The helper Java class GenericCall2CLib has a native function (invoke) that calls into the C++ library. It is static and public, and therefore, can be directly exploited by other packages. Another way of calling the native function is to create an object of this class initialized by the C++ function name, set its arguments, and invoke it (Listing 3). Currently, the library linkage happens when the GenericCall2CLib class gets loaded. A more generic loading mechanism can be easily added if needed. The accompanying test code has the Visual C 7.0 project and files to review and try this framework. Created C++ object code can be either directly linked to an existing library or be built as a standalone shared library that dynamically links to the libraries whose functions it wraps.
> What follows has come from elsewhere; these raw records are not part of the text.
PR #10946, opened 2019-06-06
Inject ILogger to RequestLocalization Middleware

Kahbazi:
https://github.com/aspnet/AspNetCore/issues/6532

### DIFF
--- a/src/Middleware/Localization/src/RequestLocalizationMiddleware.cs
+++ b/src/Middleware/Localization/src/RequestLocalizationMiddleware.cs
@@ -43,7 +43,7 @@ namespace Microsoft.AspNetCore.Localization
             }
 
             _next = next ?? throw new ArgumentNullException(nameof(next));
-            _logger = loggerFactory?.CreateLogger<RequestLocalizationMiddleware>() ?? throw new ArgumentNullException(nameof(next));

The framework I present here is very lightweight—only two C/C++ files and one Java file. It removes your manual JNI coding in most circumstances (the only C coding you may need to provide involves registering functions). Thus, developers on either side can concentrate more on problem-oriented tasks. In comparison to a similar framework provided by Sun, it has a runtime type conversion and checking; it is type-safe as long as you test passing right (or convertible) arguments from the Java side. Moreover, it gives access to the C++ functions and methods while breaking dependencies on a particular compiler-mangling scheme (it provides a single C-style entry point to a bridge library). The current framework is tailored to work with STL or regular C types, but is flexible and can be modified to handle platform-specific types as a CString. It has proved to be robust and handy with medium-sized applications.
Thanks to my work at FairIsaac, which made me think of fast integration of the Java front end and C++ libraries. Special thanks to Jason Miyasato who, despite his tight schedule, found time to edit my paper. Thanks to the contributing authors of CUJ articles that gave me insight into an elegant solution to this problem.